*SUPPLIED MATERIAL*:
....................
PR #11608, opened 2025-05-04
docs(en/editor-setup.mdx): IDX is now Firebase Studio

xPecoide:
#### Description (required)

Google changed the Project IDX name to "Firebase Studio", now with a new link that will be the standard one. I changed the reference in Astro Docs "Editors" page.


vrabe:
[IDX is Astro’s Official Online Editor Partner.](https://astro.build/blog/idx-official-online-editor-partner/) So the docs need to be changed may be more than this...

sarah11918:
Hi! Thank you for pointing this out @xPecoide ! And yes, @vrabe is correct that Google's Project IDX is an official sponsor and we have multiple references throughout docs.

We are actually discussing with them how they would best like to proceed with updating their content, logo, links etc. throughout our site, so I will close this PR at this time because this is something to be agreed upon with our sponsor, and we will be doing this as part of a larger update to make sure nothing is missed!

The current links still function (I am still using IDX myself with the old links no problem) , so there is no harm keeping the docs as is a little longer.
....................
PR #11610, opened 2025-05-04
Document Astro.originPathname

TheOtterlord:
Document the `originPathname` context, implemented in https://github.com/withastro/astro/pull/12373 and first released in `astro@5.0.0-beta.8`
....................
Search the entries for the string "https" and return each line where it turns up.

*ANSWER SPACE*:
[IDX is Astro’s Official Online Editor Partner.](https://astro.build/blog/idx-official-online-editor-partner/) So the docs need to be changed may be more than this...
Document the `originPathname` context, implemented in https://github.com/withastro/astro/pull/12373 and first released in `astro@5.0.0-beta.8`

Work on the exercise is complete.